TASK MATERIAL:
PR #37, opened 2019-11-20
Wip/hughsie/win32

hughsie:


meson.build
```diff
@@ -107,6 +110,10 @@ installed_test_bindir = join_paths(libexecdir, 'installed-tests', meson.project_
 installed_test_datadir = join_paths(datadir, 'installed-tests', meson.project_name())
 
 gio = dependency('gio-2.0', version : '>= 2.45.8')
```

THE TASK: The answer must be every line of the records that contains the word "meson".

ANSWER FOR THE TASK:
meson.build
@@ -107,6 +110,10 @@ installed_test_bindir = join_paths(libexecdir, 'installed-tests', meson.project_
 installed_test_datadir = join_paths(datadir, 'installed-tests', meson.project_name())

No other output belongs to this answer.